4. Many parasites have no provision for infecting new hosts beyond the provision of large numbers of eggs or larvae. However, the infective stages of many parasites show adaptations that help to increase their chances of infecting a host.
These include:
i. Behavioural response to locate favourable environments.
ii. Responding to chemical stimuli from their host.
iii. Changing the behaviours of the infected intermediate host to increase the chances of them being eaten by the final host.
5. Regulation of infection by the host:
Many parasites require a specific pattern of stimuli from their host before they are able to infect them. This is particularly clear in those parasites that infect their hosts passively via the gut in the form of cysts or eggs. Such stages may require pre-digestion with host enzymes and the presence of specific bile salts as well as the correct pH, temperature, redox potential, pO2 and pCO2 before they can hatch.
6. Regulation of the adult parasite by the host:
That is reproduction of the parasite is controlled by hormonal or physiological changes in the host (e.g. the periodicity of microfilaria, and Polystoma in the frog).

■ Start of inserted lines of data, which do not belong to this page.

Issue #3164, opened 2020-01-15
improve message for rwlock error


efiop:
https://discordapp.com/channels/485586884165107732/563406153334128681/667133061380571146

Current message:
```
ERROR: failed to reproduce 'device_download.dvc': 'data/device_modifier.parquet' is busy, it is being read by:
  (PID 28324): dvc repro device_train.dvc

even though I removed .dvc/lock file
```

shcheklein:
consider adding the second troubleshooting section now that we have a good mechanism for this :)

mroutis:
It is not clear how to improve it :sweat_smile: 
@efiop , any specific suggestions?

shcheklein:
@mroutis I suppose in any way that would prevent us answering the same question on Discord again and again, right? :)

efiop:
@mroutis yep, at least a hint how to delete it. Same as we do with `.dvc/lock`

PR #3270, opened 2020-01-31
rwlock: include actionable in error message

mroutis:
Fix: #3164

### DIFF
--- a/dvc/rwlock.py
+++ b/dvc/rwlock.py
@@ -5,7 +5,6 @@ from collections import defaultdict
 from contextlib import contextmanager
 
 from voluptuous import Schema, Invalid
-from funcy.py3 import lmap, lfilter, lmapcat
 
 from .exceptions import DvcException
 from .lock import LockError
@@ -61,44 +60,25 @@ def _infos_to_str(infos):
     )
 
 
-def _check_no_writers(lock, info, path_infos):
-    for path_info in path_infos:
-        blocking_urls = lfilter(path_info.overlaps, lock["write"])
-        if not blocking_urls:
-            continue
+def _check_blockers(lock, info, *, mode, waiters):
+    for path_info in waiters:
+        blockers = [
+            info
+            for path, infos in lock[mode].items()
+            if path_info.overlaps(path)
+            if info not in (infos if type(infos) is list else [infos])
+        ]
 
-        writers = lmap(lock["write"].get, blocking_urls)
-        writers = lfilter(lambda i: info != i, writers)
-        if not writers:
-            continue
-
-        raise LockError(
-            "'{path}' is busy, it is being written to by:\n{process}"
-            "\n\n"
-            "If there's no process with such PID, you can manually remove"
-            "'.dvc/tmp/rwlock' and try again.".format(
-                path=str(path_info), process=_infos_to_str(writers)
-            )
-        )
-
-
-def _check_no_readers(lock, info, path_infos):
-    for path_info in path_infos:
-        blocking_urls = lfilter(path_info.overlaps, lock["read"])
-        if not blocking_urls:
-            continue
-
-        readers = lmapcat(lock["read"].get, blocking_urls)
-        readers = lfilter(lambda i: info != i, readers)
-        if not readers:
+        if not blockers:
             continue
 
         raise LockError(
-            "'{path}' is busy, it is being read by:\n{process}"
-            "\n\n"
-            "If there's no process with such PID, you can manually remove"
+            "'{path}' is busy, it is being blocked by:\n"
+            "{blockers}\n"
+            "\n"
+            "If there are no processes with such PIDs, you can manually remove"
             "'.dvc/tmp/rwlock' and try again.".format(
-                path=str(path_info), process=_infos_to_str(readers)
+                path=str(path_info), blockers=_infos_to_str(blockers)
             )
         )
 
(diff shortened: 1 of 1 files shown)


dvc/rwlock.py
```diff
@@ -73,8 +73,11 @@ def _check_no_writers(lock, info, path_infos):
             continue
 
         raise LockError(
-            "'{}' is busy, it is being written to by:\n{}".format(
-                str(path_info), _infos_to_str(writers)
+            "'{path}' is busy, it is being written to by:\n{process}"
+            "\n"
+            "If that is not the case, manually remove '.dvc/tmp/rwlock'"
```
shcheklein: do we still have a global lock file at all? or it is a single file? 

I would make a section in the troubleshooting guide that describes this case and put a link from this error, along with the case when `rwlock` is corrupted for some reason. 

"... if that is not the case" is not very descriptive.

mroutis: It is a global lock file where we keep track of the processes in a JSON.

shcheklein: I mean, is it the only file we use now? we used to have a global `lock` file as well. (and this one technically even being a single file is not a global lock - it introduced granular locks the way I understand this).

mroutis: @shcheklein , yes, single file, granular lock.

mroutis: @shcheklein , so, introducing an entry to the troubleshooting guide would make it for you?

What about: ""If that is not the case" -> If the process doesn't exist anymore"

shcheklein: so, we don't use `lock` file anymore, right? only `rwlock` now and this error happens only if rwlock for a specific path is busy?

`If the process doesn't exist anymore` looks better!

I would say if it's the only reason for LockError now, no `lock` files anymore, we don't need any any docs indeed.

mroutis: We do use `.dvc/lock` as a fallback :slightly_smiling_face: 

That's right, this error happens when a specific path is busy.

shcheklein: what is the `fallback` logic here? 

is it the same exception thrown when `.dvc/lock` exists?

mroutis: My bad, @shcheklein , it is not a fallback but a configurable option.
So, there's a `make_lock` method that we use to create locks and you can choose between rwlock and hardlink-lock.

But is either one or the other.

We have the following message for the hardlink based lock:
```python
    "cannot perform the command because another DVC process seems to be "
    "running on this project. If that is not the case, manually remove "
    "`.dvc/lock` and try again."
```

shcheklein: got it, thanks @mroutis !

dvc/rwlock.py
```diff
@@ -91,8 +94,11 @@ def _check_no_readers(lock, info, path_infos):
             continue
 
         raise LockError(
-            "'{}' is busy, it is being read by:\n{}".format(
-                str(path_info), _infos_to_str(readers)
+            "'{path}' is busy, it is being read by:\n{process}"
```
shcheklein: I think at this point it's better to this message compose logic to a function or string template. To avoid code duplication

mroutis:
I will handle the duplication in another pull request, as agreed on planning.
I think both methods can be abstracted.

mroutis:
@efiop , I already had the patch for it, since this PR isn't closed yet, I will upload it here.

dvc/rwlock.py
```diff
@@ -61,38 +60,25 @@ def _infos_to_str(infos):
...
-        readers = lmapcat(lock["read"].get, blocking_urls)
-        readers = lfilter(lambda i: info != i, readers)
-        if not readers:
-            continue
-
-        raise LockError(
-            "'{}' is busy, it is being read by:\n{}".format(
-                str(path_info), _infos_to_str(readers)
+            "'{path}' is busy, it is being blocked by:\n"
+            "{blockers}\n"
```
shcheklein: is it an array now? why? it should be always single blocker, right? let's put an assert and print the first element?

mroutis: @shcheklein , it has been always like that, it is more clear now :slightly_smiling_face: 

This implementation of RWLock allows multiple readers to a single file

shcheklein: ok, I see. it's quite strange by itself, but not related to this PR 👍

mroutis: what's strange, @shcheklein ? :slightly_smiling_face:

shcheklein: that blockers is an array ... unless I'm missing something there should 0 or 1 _blocker_

mroutis: @shcheklein , blockers contain process information, there could be many processes reading the same file, those processes are blockers for a writer.

hope that brings some clarity

shcheklein: my bad, you are right ... multiple readers situation is possible .. ideally we should take this into account in the message.

shcheklein: I mean put process into plural, ID into IDs ... etc ... probably minor nuance, but can be confusing a bit for those who read code

mroutis: done, @shcheklein )

shcheklein: thanks @mroutis !

dvc/rwlock.py
```diff
@@ -61,38 +60,25 @@ def _infos_to_str(infos):
...
-        if not blocking_urls:
-            continue
+def _check_blockers(lock, info, *, mode, waiters):
+    for path_info in waiters:
+        blockers = [
+            info
+            for path, infos in lock[mode].items()
+            if path_info.overlaps(path)
+            if info not in (infos if type(infos) is list else [infos])
+        ]
```
Suor: This logic is broken now. We create a list of `info` passed as param repeated 0 to several times, while in previous logic we were listing infos we've got from lock.

The right logic I guess is:
```python
blockers = [
    blocker
    for path, infos in lock[mode].items()
    if path_info.overlaps(path)
    for blocker in (infos if isinstance(infos, list) else [infos])
    if blocker != info
]
```

Suor: Fixed in #3285.

PR #3283, opened 2020-02-05
rwlock: require info keys to be present in schema

mroutis:
Previous implementation allowed incomplete info:

```python
SCHEMA({
    "write": {
        "file_1": {"pid": 1, "cmd": "exec"},
        "file_2": {"pid": 2},
        "file_3": {"cmd": "..."},
        "file_4": {},
    },
    "read": {
        "file_1": [{"pid": 1}],
    }
})
```

### DIFF
--- a/dvc/rwlock.py
+++ b/dvc/rwlock.py
@@ -4,15 +4,20 @@ import json
 from collections import defaultdict
 from contextlib import contextmanager
 
-from voluptuous import Schema, Invalid
+from voluptuous import Schema, Invalid, Required, Optional
 
 from .exceptions import DvcException
 from .lock import LockError
 from .utils import relpath
 
-INFO_SCHEMA = {"pid": int, "cmd": str}
+INFO_SCHEMA = {Required("pid"): int, Required("cmd"): str}
 
-SCHEMA = Schema({"write": {str: INFO_SCHEMA}, "read": {str: [INFO_SCHEMA]}})
+SCHEMA = Schema(
+    {
+        Optional("write", default={}): {str: INFO_SCHEMA},
+        Optional("read", default={}): {str: [INFO_SCHEMA]},
+    }
+)
 
 
 class RWLockFileCorruptedError(DvcException):
@@ -35,15 +40,13 @@ def _edit_rwlock(lock_dir):
     path = os.path.join(lock_dir, "rwlock")
     try:
         with open(path, "r") as fobj:
-            lock = json.load(fobj)
-        lock = SCHEMA(lock)
+            lock = SCHEMA(json.load(fobj))
     except FileNotFoundError:
         lock = SCHEMA({})
     except json.JSONDecodeError as exc:
         raise RWLockFileCorruptedError(path) from exc
     except Invalid as exc:
         raise RWLockFileFormatError(path) from exc
-    lock = defaultdict(dict, lock)
     lock["read"] = defaultdict(list, lock["read"])
     lock["write"] = defaultdict(dict, lock["write"])
     yield lock


dvc/rwlock.py
```diff
@@ -4,16 +4,20 @@
...
 from .exceptions import DvcException
 from .lock import LockError
 from .utils import relpath
 
-INFO_SCHEMA = {"pid": int, "cmd": str}
-
-SCHEMA = Schema({"write": {str: INFO_SCHEMA}, "read": {str: [INFO_SCHEMA]}})
+SCHEMA = Schema(
+    {
+        Optional("write", default={}): {Extra: {"pid": int, "cmd": str}},
```
efiop: IIRC, it is `Optional` by default. Or am I missing something?

efiop: Not sure I understand why `Extra` is needed though. Could you elaborate?

Extra is used to define specific format of extra data that could be present without raising an exception. But I think you just need `{Required("pid"): int, Required("cmd"): str}` here

mroutis: @efiop , we have the `required=True` option, so it requires every key by default.

Without `Extra` it will require at least one object inside the `write` or `read`.


```python
>>> SCHEMA = Schema(
...     {
...         Optional("write", default={}): {str: {"pid": int, "cmd": str}},
...         Optional("read", default={}): {Extra: [{"pid": int, "cmd": str}]},
...     },
...     required=True,
... )

>>> SCHEMA({"write": {}, "read": {}})

MultipleInvalid: required key not provided @ data['write'][<class 'str'>]
```

mroutis: However, you are right, if we remove the `required=True` we only need to require the `INFO_SCHEMA`. I will make the change since it would be easier to review.

dvc/rwlock.py
```diff
@@ -4,16 +4,21 @@
...
-from voluptuous import Schema, Invalid
+from voluptuous import Schema, Invalid, Required
 from funcy.py3 import lmap, lfilter, lmapcat
 
 from .exceptions import DvcException
 from .lock import LockError
 from .utils import relpath
 
-INFO_SCHEMA = {"pid": int, "cmd": str}
+INFO_SCHEMA = Schema({Required("pid"): int, Required("cmd"): str})
```
efiop: No need to wrap with `Schema`, as it is already present in `SCHEMA` down below.
```suggestion
INFO_SCHEMA = {Required("pid"): int, Required("cmd"): str}
```

mroutis: Indeed :+1:

dvc/rwlock.py
```diff
@@ -4,15 +4,20 @@
...
 from .utils import relpath
 
-INFO_SCHEMA = {"pid": int, "cmd": str}
+INFO_SCHEMA = {Required("pid"): int, Required("cmd"): str}
 
-SCHEMA = Schema({"write": {str: INFO_SCHEMA}, "read": {str: [INFO_SCHEMA]}})
+SCHEMA = Schema(
+    {
+        Required("write", default={}): {str: INFO_SCHEMA},
+        Required("read", default={}): {str: [INFO_SCHEMA]},
```
efiop: So these used to be `Optional`(default) but now they are `Required`. Is this intended?

Sure, de-facto we are always setting even empty dicts for these down below, so it won't break anything in dvc itself. But on the other hand, these are not required by our reader and it is not required in terms of format, so I don't really see a point in making them `Required` now. The problem you've described in the PR description is fully fixed by `INFO_SCHEMA` adjustment you've done above. If you want to get rid of `defaultdict` then let's `Optional(..., default={})` here instead.

mroutis: @efiop , I think `Required` and `Optional` are the same when a `default` is provided, is just semantically different.

I'll make the change, since it makes more sense in that regard.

4. Immunological Adaptations:
Vertebrates react to the presence of foreign material in their tissues by the production of a humeral and cell mediated response and this depends on the ability of the host to recognize the difference between self and non-self. In mammals it takes approximately 9 days for the immune response to become fully effective, so any parasite that persists for significantly longer than 9 days must have some mechanism for avoiding or mitigating the host’s immune response.
These include:
1. Absorption of host antigen
2. Antigenic variation
3. Occupation of immunologically privileged sites
4. Disruption of the host’s immune response
5. Molecular mimicry
6. Loss or masking of surface antigens.
Host parasite relation—the environment plays a key role.

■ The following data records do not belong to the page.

PR #3286, opened 2020-02-07
erepo: cache all read only external repos by hexsha

### LINKED ISSUE #3280: Speed up dvc status for large projects

```
dvc version

DVC version: 0.82.8
Python version: 3.7.6
Platform: Linux-5.0.0-37-generic-x86_64-with-debian-buster-sid
Binary: False
Package: pip
Cache: reflink - not supported, hardlink - not supported, symlink - supported
Filesystem type (cache directory): ('ext4', '/dev/sda1')
Filesystem type (workspace): ('ext4', '/dev/nvme0n1p2')
```

expect `dvc status` can return in a shorter time, currently it takes 30s.

a few stats
```
du -shL my-project # 107G
```

```
dvc status -v
```
[log.txt](https://github.com/iterative/dvc/files/4153107/log.txt)

Suor:
So we have 3 things cached now separately:
- clean clones, to not ask for creds repatedly
- cache dirs, also shared between erepos with same origin
- checked out clones if they are read only, addressed by (url, hexsha)

Several additions to `Git` along the way:
- Git.is_sha() static method
- .pull() and .push() work with multiple returned records correctly
- .get_rev() and .resolve_rev() work faster
- .resolve_rev() looks for remote branches
- .has_rev()

Fixes #3280.

### DIFF
--- a/dvc/external_repo.py
+++ b/dvc/external_repo.py
@@ -15,15 +15,16 @@ from dvc.exceptions import OutputNotFoundError, NoOutputInExternalRepoError
 from dvc.exceptions import FileMissingError, PathMissingError
 from dvc.remote import RemoteConfig
 from dvc.utils.fs import remove, fs_copy
-from dvc.scm import SCM
+from dvc.scm.git import Git
 
 
 logger = logging.getLogger(__name__)
 
 
 @contextmanager
-def external_repo(url, rev=None):
-    path = _cached_clone(url, rev)
+def external_repo(url, rev=None, for_write=False):
+    logger.debug("Creating external repo {}@{}", url, rev)
+    path = _cached_clone(url, rev, for_write=for_write)
     try:
         repo = ExternalRepo(path, url)
     except NotDvcRepoError:
@@ -41,7 +42,8 @@ def external_repo(url, rev=None):
         raise PathMissingError(exc.path, url)
     finally:
         repo.close()
-        _remove(path)
+        if for_write:
+            _remove(path)
 
 
 CLONES = {}
@@ -129,7 +131,7 @@ class ExternalGitRepo:
 
     @cached_property
     def scm(self):
-        return SCM(self.root_dir)
+        return Git(self.root_dir)
 
     def close(self):
         if "scm" in self.__dict__:
@@ -158,23 +160,21 @@ class ExternalGitRepo:
             raise PathMissingError(path, self.url)
 
 
-@wrap_with(threading.Lock())
-def _cached_clone(url, rev):
+def _cached_clone(url, rev, for_write=False):
     """Clone an external git repo to a temporary directory.
 
     Returns the path to a local temporary directory with the specified
-    revision checked out.
+    revision checked out. If for_write is set prevents reusing this dir via
+    cache.
     """
-    # Get or create a clean clone
-    clone_path = CLONES.get(url)
-    if clone_path:
-        # Do not pull for known shas, branches and tags might move
-        if not _is_known_sha(clone_path, rev):
-            _git_pull(clone_path)
-    else:
-        clone_path = tempfile.mkdtemp("dvc-clone")
-        _git_clone(url, clone_path)
-        CLONES[url] = clone_path
+    if not for_write and Git.is_sha(rev) and (url, rev) in CLONES:
+        return CLONES[url, rev]
+
+    clone_path = _clone_default_branch(url, rev)
+    rev_sha = Git(clone_path).resolve_rev(rev or "HEAD")
+
+    if not for_write and (url, rev_sha) in CLONES:
+        return CLONES[url, rev_sha]
 
     # Copy to a new dir to keep the clone clean
     repo_path = tempfile.mkdtemp("dvc-erepo")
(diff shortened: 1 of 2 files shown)


dvc/external_repo.py
```diff
@@ -15,15 +15,16 @@
...
 
 
 logger = logging.getLogger(__name__)
 
 
 @contextmanager
-def external_repo(url, rev=None):
-    path = _cached_clone(url, rev)
+def external_repo(url, rev=None, for_write=False):
+    logger.info("Creating external repo {}@{}", url, rev)
```
efiop: I don't think it should be at info level. Also it would say `Creating external repo url@None`, which is confusing and ugly :slightly_smiling_face:

dvc/external_repo.py
```diff
@@ -184,49 +184,43 @@ def _cached_clone(url, rev):
...
 
 
-def _git_clone(url, path):
-    from dvc.scm.git import Git
-
-    git = Git.clone(url, path)
-    git.close()
-
+@wrap_with(threading.Lock())
+def _clone_master(url, rev):
```
efiop: Name is misleading. It is not cloning master but, i guess, a default branch.

dvc/scm/git/__init__.py
```diff
@@ -324,15 +327,30 @@ def get_tree(self, rev):
...
+        from git.exc import BadName, GitCommandError
+        from contextlib import suppress
+
+        names = [rev] + ([] if Git.is_sha(rev) else ["origin/" + rev])
+        for name in names:
+            with suppress(BadName, GitCommandError):
+                try:
+                    # Try python implementation of rev-parse first, it's faster
+                    return self.repo.rev_parse(name).hexsha
+                except NotImplementedError:
```
efiop: Hm, when does it happen though?

dvc/external_repo.py
Suor: Yeah, I meant this to be a debug one.

dvc/scm/git/__init__.py
Suor: For text search, see `test_diff.test_directories`. There are also dates in `@{...}` format.

Suor:
Everything should be addressed now.

dvc/scm/git/__init__.py
```diff
@@ -324,15 +327,30 @@ def get_tree(self, rev):
...
-        return self.repo.git.rev_parse("HEAD")
+        return self.repo.rev_parse("HEAD").hexsha
 
     def resolve_rev(self, rev):
-        from git.exc import GitCommandError
-
+        from git.exc import BadName, GitCommandError
+        from contextlib import suppress
+
+        names = [rev] + ([] if Git.is_sha(rev) else ["origin/" + rev])
```
skshetry: Is it safe to assume `origin` here? This might not always be the case (except for external_repo, I guess).

>

skshetry: On second thought, this is fine because, if the reference does not exist, `BadName` is thrown.

But, we could check if remote exist via `git.repo.remote().exists()` or get a list of remotes  (`git.repo.remotes`) and check for rev.

Suor: Changed this to more advanced logic to be as close as possible to how `git checkout` behaves.

dvc/external_repo.py
```diff
@@ -158,23 +160,21 @@ def open_by_relpath(self, path, mode="r", encoding=None, **kwargs):
             raise PathMissingError(path, self.url)
 
 
-@wrap_with(threading.Lock())
-def _cached_clone(url, rev):
+def _cached_clone(url, rev, for_write=False):
```
skshetry: Is this `for_write` being used anywhere? Future-proofing?

skshetry:
Oops, forgot to mention. Can we have at least a test that no cloning is done for the same rev? Maybe, just an assert that the cloned directory is same when rev is same?

```python
with external_repo("/tmp/repo", "master") as repo:
    print(repo.root_dir)
with external_repo("/tmp/repo", "master") as repo:
    print(repo.root_dir)
```

dvc/external_repo.py
Suor: It's needed for write scenarios, which are done in dvcx.

Suor:
> Oops, forgot to mention. Can we have at least a test that no cloning is done for the same rev? Maybe, just an assert that the cloned directory is same when rev is same?

Not sure we should test that, this is an implementation detail.

dvc/scm/git/__init__.py
```diff
@@ -324,15 +327,45 @@ def get_tree(self, rev):
...
+            return sha
+
+        # Try all the remotes and if it resolves unambiguously then take it
+        if not Git.is_sha(rev):
+            shas = {
+                _resolve_rev("{}/{}".format(remote.name, rev))
+                for remote in self.repo.remotes
+            } - {None}
+            if len(shas) > 1:
+                raise RevError("ambiguous Git revision '{}'".format(rev))
```
efiop: IIRC git choses the ref-like rev if it can, even in ambigous case. It does print a warning though. Not sure if it matters that much here.

skshetry:
> Not sure we should test that, this is an implementation detail.

I'd argue, it's not an *implementation* detail but a *behavior* that is reasonable and expected, a subtle but important distinction because if I refactor this, I'd like to keep this *behavior* intact (without a need to change code).

How'd you prevent this from regressing?

efiop:
@Suor https://github.com/iterative/dvc/issues/3280#issuecomment-585540941 So we should've added tests, right? :wink:

casperdcl:
:D just posted https://github.com/iterative/dvc/issues/3280#issuecomment-585736296 before reading this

The following sorts of relation are observed between parasite and a host:
1. Incompatibility:
It makes the environment suitable for parasitic development and in its absence the parsites die.
2. Resistance of host:
This is of two folds— Firstly making the parasite itself immature to the host enzyme and secondly to have full capacity to reproduce.
3. End of virulents:
Parasites when not well adapted may lead to virulents and both the parasite and the host try to develop reciprocally an immunity.
4. Mutual help:
The reciprocal immunity on the other hand develops a sort of relationship which does not destroy any of the animals and thus makes “Parasitism” perfect.
Remark:
Viewing the groups of parasitic Helminths as a whole with respect to successive stages of adaptation, which they have undergone and are undergoing, one is able to appreciate the vastness and profoundness of the principles of adaptations and at the same-time how marvelously and splendidly the parasitism has become successful in Helminths.